Data provided:

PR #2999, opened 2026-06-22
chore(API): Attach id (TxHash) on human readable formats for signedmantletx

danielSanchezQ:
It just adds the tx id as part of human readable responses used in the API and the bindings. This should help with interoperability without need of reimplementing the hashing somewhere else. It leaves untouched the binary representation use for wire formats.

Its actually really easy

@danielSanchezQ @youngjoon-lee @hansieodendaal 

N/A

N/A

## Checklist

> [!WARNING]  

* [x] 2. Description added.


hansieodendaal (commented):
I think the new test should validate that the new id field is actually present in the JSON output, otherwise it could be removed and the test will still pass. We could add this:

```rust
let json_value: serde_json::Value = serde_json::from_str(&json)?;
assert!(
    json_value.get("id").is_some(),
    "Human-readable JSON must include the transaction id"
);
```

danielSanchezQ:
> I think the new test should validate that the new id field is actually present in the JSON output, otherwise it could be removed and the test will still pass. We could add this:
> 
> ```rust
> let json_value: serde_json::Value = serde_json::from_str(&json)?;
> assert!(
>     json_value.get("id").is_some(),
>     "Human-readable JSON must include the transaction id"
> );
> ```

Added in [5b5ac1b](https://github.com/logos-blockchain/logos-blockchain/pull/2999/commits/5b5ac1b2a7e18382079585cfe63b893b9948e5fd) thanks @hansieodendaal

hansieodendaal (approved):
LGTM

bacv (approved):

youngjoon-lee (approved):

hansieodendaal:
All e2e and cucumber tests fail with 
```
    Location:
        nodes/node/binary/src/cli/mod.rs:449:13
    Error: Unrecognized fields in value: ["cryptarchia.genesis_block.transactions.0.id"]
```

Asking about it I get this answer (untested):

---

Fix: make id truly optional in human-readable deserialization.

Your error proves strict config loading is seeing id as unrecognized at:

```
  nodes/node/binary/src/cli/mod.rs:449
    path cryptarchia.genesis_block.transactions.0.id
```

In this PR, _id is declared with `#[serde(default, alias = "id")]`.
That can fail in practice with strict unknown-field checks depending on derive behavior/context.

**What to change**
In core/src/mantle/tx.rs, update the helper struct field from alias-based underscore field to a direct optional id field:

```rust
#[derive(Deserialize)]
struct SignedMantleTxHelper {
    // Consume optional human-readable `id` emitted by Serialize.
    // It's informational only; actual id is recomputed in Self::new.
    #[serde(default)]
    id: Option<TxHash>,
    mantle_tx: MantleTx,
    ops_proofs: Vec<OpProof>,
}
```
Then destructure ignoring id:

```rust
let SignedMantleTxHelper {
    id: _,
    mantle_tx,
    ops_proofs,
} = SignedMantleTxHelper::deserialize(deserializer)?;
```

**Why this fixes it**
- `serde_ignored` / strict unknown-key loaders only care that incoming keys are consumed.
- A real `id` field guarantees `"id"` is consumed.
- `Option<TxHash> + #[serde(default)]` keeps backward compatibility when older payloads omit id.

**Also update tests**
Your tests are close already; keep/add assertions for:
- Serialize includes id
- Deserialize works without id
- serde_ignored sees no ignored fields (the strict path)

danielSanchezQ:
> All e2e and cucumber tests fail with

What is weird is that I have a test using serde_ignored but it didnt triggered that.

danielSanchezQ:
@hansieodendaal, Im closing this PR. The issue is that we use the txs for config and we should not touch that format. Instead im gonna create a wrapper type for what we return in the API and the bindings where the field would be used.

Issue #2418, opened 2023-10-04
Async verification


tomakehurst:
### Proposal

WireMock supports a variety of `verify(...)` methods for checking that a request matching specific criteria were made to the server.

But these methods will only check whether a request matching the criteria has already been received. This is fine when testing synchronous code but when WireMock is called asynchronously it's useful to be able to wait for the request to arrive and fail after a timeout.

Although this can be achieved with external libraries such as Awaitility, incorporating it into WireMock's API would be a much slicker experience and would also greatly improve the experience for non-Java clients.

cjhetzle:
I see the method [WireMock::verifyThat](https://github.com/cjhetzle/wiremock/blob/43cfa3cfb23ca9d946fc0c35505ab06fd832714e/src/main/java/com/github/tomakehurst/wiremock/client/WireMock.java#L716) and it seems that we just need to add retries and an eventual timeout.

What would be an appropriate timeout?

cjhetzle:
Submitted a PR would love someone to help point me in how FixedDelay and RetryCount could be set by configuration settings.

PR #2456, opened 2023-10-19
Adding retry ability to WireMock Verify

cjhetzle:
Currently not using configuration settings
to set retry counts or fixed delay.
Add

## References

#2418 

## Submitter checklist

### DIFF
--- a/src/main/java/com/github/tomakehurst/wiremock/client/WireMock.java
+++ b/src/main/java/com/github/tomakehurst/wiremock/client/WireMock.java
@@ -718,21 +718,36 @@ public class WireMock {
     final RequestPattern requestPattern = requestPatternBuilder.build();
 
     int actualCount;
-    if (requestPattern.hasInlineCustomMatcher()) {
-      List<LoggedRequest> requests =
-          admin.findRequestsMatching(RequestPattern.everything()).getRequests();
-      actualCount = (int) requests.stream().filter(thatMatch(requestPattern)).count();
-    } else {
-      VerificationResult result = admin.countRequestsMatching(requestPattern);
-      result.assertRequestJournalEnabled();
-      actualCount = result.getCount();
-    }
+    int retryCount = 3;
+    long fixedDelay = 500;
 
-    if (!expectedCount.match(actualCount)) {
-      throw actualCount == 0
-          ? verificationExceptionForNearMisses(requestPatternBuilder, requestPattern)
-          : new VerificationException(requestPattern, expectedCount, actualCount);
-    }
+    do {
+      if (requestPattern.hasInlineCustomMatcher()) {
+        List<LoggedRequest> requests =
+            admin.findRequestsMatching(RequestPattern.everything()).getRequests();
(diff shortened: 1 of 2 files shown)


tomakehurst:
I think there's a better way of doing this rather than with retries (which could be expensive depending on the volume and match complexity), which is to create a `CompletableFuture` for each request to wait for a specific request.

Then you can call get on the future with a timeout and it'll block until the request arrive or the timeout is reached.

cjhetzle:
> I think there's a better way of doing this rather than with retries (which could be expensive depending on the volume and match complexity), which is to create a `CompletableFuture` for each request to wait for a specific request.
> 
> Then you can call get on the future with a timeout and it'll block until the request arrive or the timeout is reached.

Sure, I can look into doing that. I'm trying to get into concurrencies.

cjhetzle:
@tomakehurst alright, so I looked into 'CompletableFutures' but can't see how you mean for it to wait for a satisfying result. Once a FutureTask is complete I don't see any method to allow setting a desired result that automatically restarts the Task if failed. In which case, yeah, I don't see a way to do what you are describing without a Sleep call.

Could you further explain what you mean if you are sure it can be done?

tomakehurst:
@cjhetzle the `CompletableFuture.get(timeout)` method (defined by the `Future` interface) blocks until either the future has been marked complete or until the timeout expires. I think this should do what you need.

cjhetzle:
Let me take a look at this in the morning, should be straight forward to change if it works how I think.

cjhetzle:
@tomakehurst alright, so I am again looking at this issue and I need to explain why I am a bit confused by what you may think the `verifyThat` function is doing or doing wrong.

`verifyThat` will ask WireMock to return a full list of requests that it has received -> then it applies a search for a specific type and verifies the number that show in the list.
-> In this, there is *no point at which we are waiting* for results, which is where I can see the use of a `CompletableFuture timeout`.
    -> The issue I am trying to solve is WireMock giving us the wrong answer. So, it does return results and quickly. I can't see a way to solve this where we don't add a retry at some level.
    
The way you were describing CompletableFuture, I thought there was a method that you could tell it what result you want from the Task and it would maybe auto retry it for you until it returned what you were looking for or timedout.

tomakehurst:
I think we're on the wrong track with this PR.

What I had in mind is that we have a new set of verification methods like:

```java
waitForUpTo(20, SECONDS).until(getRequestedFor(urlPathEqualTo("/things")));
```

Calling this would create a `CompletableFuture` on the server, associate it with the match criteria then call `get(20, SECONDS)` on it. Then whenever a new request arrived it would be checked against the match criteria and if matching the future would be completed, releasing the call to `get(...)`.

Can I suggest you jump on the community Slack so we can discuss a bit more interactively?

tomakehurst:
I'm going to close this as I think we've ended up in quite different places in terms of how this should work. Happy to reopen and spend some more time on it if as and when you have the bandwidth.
==
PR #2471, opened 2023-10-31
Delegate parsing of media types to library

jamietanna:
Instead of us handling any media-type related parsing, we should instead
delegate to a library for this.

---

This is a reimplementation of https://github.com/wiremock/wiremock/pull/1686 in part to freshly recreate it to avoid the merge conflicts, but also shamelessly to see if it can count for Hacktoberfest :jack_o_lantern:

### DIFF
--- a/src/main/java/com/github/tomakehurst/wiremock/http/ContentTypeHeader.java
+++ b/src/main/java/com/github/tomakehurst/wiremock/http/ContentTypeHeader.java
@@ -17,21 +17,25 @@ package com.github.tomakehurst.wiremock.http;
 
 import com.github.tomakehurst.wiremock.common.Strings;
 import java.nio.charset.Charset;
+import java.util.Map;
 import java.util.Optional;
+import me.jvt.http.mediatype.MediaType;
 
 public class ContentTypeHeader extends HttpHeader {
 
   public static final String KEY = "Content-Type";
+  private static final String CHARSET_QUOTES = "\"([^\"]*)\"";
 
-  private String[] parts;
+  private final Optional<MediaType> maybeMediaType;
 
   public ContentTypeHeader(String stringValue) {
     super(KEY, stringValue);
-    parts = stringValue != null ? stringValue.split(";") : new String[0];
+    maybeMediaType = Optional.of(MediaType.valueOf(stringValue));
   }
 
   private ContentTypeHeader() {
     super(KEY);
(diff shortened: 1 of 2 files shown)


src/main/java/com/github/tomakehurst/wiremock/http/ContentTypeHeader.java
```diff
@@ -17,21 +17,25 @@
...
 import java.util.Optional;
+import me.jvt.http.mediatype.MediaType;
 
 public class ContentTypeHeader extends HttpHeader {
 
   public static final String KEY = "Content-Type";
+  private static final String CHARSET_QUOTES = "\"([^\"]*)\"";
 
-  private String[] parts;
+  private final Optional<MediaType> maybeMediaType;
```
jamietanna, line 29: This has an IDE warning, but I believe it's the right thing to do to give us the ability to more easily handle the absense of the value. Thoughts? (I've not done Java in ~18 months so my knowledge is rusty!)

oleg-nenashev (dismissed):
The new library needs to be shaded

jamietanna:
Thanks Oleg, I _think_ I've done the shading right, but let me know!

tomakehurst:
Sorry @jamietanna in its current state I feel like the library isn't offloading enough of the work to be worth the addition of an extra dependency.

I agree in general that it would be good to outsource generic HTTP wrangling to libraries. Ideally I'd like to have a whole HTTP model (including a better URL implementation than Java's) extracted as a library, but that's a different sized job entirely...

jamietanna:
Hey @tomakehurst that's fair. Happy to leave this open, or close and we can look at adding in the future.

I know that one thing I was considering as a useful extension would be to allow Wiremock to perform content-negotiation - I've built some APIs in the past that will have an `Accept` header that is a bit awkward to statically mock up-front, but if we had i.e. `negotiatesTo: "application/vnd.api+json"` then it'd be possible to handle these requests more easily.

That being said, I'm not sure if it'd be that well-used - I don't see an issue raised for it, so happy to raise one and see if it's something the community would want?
---
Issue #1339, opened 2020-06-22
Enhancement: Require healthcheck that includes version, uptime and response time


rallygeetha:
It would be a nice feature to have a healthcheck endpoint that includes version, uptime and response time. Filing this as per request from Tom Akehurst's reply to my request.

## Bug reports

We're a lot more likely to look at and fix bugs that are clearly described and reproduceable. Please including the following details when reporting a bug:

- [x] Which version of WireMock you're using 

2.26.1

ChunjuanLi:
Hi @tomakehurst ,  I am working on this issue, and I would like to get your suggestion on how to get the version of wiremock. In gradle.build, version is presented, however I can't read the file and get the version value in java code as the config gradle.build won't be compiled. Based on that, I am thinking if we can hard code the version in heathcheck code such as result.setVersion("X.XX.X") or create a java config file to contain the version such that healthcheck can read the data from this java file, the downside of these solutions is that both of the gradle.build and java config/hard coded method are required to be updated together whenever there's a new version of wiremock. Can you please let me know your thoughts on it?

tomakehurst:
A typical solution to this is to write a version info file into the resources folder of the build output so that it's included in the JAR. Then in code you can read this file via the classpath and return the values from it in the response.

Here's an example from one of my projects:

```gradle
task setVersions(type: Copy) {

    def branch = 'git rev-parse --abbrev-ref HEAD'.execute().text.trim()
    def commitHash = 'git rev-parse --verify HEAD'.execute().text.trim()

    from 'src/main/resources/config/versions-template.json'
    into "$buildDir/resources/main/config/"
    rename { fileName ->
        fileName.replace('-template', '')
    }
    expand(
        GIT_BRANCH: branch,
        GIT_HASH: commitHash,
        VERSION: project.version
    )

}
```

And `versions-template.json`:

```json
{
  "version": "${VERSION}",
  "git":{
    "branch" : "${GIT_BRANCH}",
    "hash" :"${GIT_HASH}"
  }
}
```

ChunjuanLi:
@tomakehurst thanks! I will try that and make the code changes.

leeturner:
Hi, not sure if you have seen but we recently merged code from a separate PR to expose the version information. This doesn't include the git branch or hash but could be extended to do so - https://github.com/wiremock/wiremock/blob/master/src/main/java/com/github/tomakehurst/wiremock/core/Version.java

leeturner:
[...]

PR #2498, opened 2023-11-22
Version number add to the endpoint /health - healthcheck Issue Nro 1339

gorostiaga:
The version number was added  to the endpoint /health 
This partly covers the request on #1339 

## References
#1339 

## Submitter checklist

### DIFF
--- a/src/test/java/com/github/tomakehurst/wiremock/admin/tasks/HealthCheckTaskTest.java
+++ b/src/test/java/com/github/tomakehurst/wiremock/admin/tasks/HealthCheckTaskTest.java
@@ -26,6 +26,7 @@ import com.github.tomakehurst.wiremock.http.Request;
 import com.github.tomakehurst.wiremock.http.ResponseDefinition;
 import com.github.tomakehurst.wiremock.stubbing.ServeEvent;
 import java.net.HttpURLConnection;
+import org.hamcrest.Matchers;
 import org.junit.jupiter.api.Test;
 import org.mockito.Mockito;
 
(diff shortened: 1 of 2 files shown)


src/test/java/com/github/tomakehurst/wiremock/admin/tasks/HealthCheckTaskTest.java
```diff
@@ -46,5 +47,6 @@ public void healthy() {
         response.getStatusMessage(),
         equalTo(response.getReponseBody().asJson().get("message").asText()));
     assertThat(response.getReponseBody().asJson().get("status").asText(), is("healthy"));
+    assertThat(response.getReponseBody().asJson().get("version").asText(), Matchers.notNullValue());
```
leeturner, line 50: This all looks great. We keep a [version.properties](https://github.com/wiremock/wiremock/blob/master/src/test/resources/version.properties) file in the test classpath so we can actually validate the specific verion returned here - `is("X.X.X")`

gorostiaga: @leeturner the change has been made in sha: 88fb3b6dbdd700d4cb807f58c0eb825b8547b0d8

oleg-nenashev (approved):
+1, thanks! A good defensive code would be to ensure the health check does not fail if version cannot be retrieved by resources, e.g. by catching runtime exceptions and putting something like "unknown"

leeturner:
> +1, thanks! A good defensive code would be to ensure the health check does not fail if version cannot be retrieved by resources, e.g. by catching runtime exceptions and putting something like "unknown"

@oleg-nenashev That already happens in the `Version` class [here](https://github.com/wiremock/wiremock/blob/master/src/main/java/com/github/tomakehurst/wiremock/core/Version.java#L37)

Work item: Nothing but a number is wanted here: the count of lines in the listing with the word "cryptarchia".

Answer to the problem: 2